I got this message when I logged into Directv.com:

We will soon be changing how we broadcast local channels in your zip code. This may require a free upgrade to your DIRECTV equipment. To find out if you qualify for an upgrade, call 1-888-763-7772. Mention "Free 72 Local Swap" at the voice prompt.

I just called and was advised my dish would be replaced and my boxes upgraded at no cost to me. But they advised me of 2 things that don't seem right:

1.) Since I am getting new equipment, this will require a new 2-year agreement. 
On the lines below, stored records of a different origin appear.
PR #578, opened 2026-05-30
Keep timer popup visible until dismissed

david-buxton:
# Summary
- Added a dedicated timer popup with a dismiss button.
- Timer vibration now continues until the popup is dismissed. (note: not tested on hardware)
- Also changed message 'timer triggered' to 'timer is up' as I feel this is a more accurate behaviour description for the user
- Subsequent popup functionality has been tested as follows:

# Testing
Normal (ie non timer) popup still auto-closes correctly via dummy popup (see screenshot)

zsw test image

Also tested:
- Timer popup dismisses correctly
- Triggered timer popup twice in a row.
- Triggered a normal popup after a timer popup.

## Summary by CodeRabbit

* **New Features**
  * Timer alerts now show "Timer X is up!" in a popup with a dedicated Dismiss button.
  * Vibration for timer alerts runs while the popup is shown and stops on dismissal.

* **Bug Fixes**
  * Improved cleanup of timer-related UI so stale auto-close timers and lingering notifications are prevented.

[Review Change Stack](https://app.coderabbit.ai/change-stack/ZSWatch/ZSWatch/pull/578?utm_source=github_walkthrough&utm_medium=github&utm_campaign=change_stack)

### DIFF
--- a/app/src/applications/timer/timer_app.c
+++ b/app/src/applications/timer/timer_app.c
@@ -91,9 +91,9 @@ static void alarm_triggered_cb(void *user_data)
     snprintf(buf, sizeof(buf), "Timer %d is up!", timer_id);
 
     /* Run pattern until popup is dismissed. */
-    zsw_vibration_run_pattern_loop(ZSW_VIBRATION_PATTERN_ALARM);
-    zsw_timer_popup_show("Timer", buf, on_close_timer_cb);
-
+    if (zsw_timer_popup_show("Timer", buf, on_close_timer_cb)) {
+       zsw_vibration_run_pattern_loop(ZSW_VIBRATION_PATTERN_ALARM);
+    }
 
 
 }
--- a/app/src/applications/timer/timer_app.c
+++ b/app/src/applications/timer/timer_app.c
@@ -88,11 +88,14 @@ static void alarm_triggered_cb(void *user_data)
     }
 
     static char buf[50];
-    snprintf(buf, sizeof(buf), "Timer %d triggered", timer_id);
+    snprintf(buf, sizeof(buf), "Timer %d is up!", timer_id);
 
-    /* Run pattern until pop up is dismissed or timeout */
+    /* Run pattern until popup is dismissed. */
     zsw_vibration_run_pattern_loop(ZSW_VIBRATION_PATTERN_ALARM);
-    zsw_popup_show("Timer", buf, on_close_timer_cb, 30, false);
+    zsw_timer_popup_show("Timer", buf, on_close_timer_cb);
+
+
+
 }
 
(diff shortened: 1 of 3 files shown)


jakkra:
Looks good, will try on real hw.

jakkra:
One thought, maybe it should only vibrate when it's actually worn? If not then you risk the watch laying somewhere just vibrating forever until battery runs out. What you think? There is some api for this somewhere I think.

david-buxton:
> One thought, maybe it should only vibrate when it's actually worn? If not then you risk the watch laying somewhere just vibrating forever until battery runs out. What you think? There is some api for this somewhere I think.

Hi, good point, though I often use my watch on the table/desk as a timer during exercise/cooking, so it's intentionally not being worn but I would still expect the alert to continue until acknowledged. Worn detection may also lead to false negatives: loose strap, sweaty wrist and/or movement could report not worn even when it is.

It also breaks other valid use cases such charging adjacent use or accessibility reasons. It may also create worse UX than battery drain: missing a timer is often the failure users care about most

Perhaps a better compromise would be to reduce the vibration frequency after a period?

jakkra:
> > One thought, maybe it should only vibrate when it's actually worn? If not then you risk the watch laying somewhere just vibrating forever until battery runs out. What you think? There is some api for this somewhere I think.
> 
> Hi, good point, though I often use my watch on the table/desk as a timer during exercise/cooking, so it's intentionally not being worn but I would still expect the alert to continue until acknowledged. Worn detection may also lead to false negatives: loose strap, sweaty wrist and/or movement could report not worn even when it is.
> 
> It also breaks other valid use cases such charging adjacent use or accessibility reasons. It may also create worse UX than battery drain: missing a timer is often the failure users care about most
> 
> Perhaps a better compromise would be to reduce the vibration frequency after a period?

Yeah that would be better, and maybe stop completely after a few minutes.

david-buxton:
> > > One thought, maybe it should only vibrate when it's actually worn? If not then you risk the watch laying somewhere just vibrating forever until battery runs out. What you think? There is some api for this somewhere I think.
> > 
> > 
> > Hi, good point, though I often use my watch on the table/desk as a timer during exercise/cooking, so it's intentionally not being worn but I would still expect the alert to continue until acknowledged. Worn detection may also lead to false negatives: loose strap, sweaty wrist and/or movement could report not worn even when it is.
> > It also breaks other valid use cases such charging adjacent use or accessibility reasons. It may also create worse UX than battery drain: missing a timer is often the failure users care about most
> > Perhaps a better compromise would be to reduce the vibration frequency after a period?
> 
> Yeah that would be better, and maybe stop completely after a few minutes.

No worries, I'm on it!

2.) My ancient Directv DVR R10 won't need to be upgraded. 

Are they right?


----------



## Yoda-DBSguy (Nov 4, 2006)

SCDishMan2006 said:


> I got this message when I logged into Directv.com:
> 
> We will soon be changing how we broadcast local channels in your zip code. This may require a free upgrade to your DIRECTV equipment. To find out if you qualify for an upgrade, call 1-888-763-7772. Mention "Free 72 Local Swap" at the voice prompt.
> 
> ...


A "forced upgrade" such as this should NOT require an additional commitment. I'd call back and ask for the customer retention department (this usually gets their attention). If your locals are being uploaded only in mpeg4 this would require all of your receivers to be upgraded to capable units for FREE and with NO commitment!


----------



## harsh (Jun 15, 2003)

Not upgrading the R10 seems like a fail on DIRECTV's part.

Maybe if you hold out, they'll give you one of those new HD DIRECTiVos.


----------



## SCDishMan2006 (Feb 3, 2006)

Yoda-DBSguy said:


> A "forced upgrade" such as this should NOT require an additional commitment. I'd call back and ask for the customer retention department (this usually gets their attention). If your locals are being uploaded only in mpeg4 this would require all of your receivers to be upgraded to capable units for FREE and with NO commitment!


This makes sense to me. It didn't seem like I was talking to intelligent life this evening. I will call the "office of the president" tomorrow and see what happens.


----------



## tkrandall (Oct 3, 2003)

No commitment should be required, unless perhaps you are going from non-DVR to DVR, that kind of thing where you are choosing to add a new level of service you did not have before. But otherwise, equipment swaps required due to their change are to be commitment free.

http://support.directv.com/app/answers/list/kw/localswap/


----------



## SCDishMan2006 (Feb 3, 2006)

I wanted to followup and let everyone know what happened. 

The Directv tech just left. The LNB on my Slimline dish was updated and so were all 4 boxes. I now have 3 brand new HD boxes and to replace my ancient R10 Directivo....I am the proud lessee of a brand new (not refurbed) HR24 receiver. 

All free of charge, just because of the locals upgrade. Nice!


----------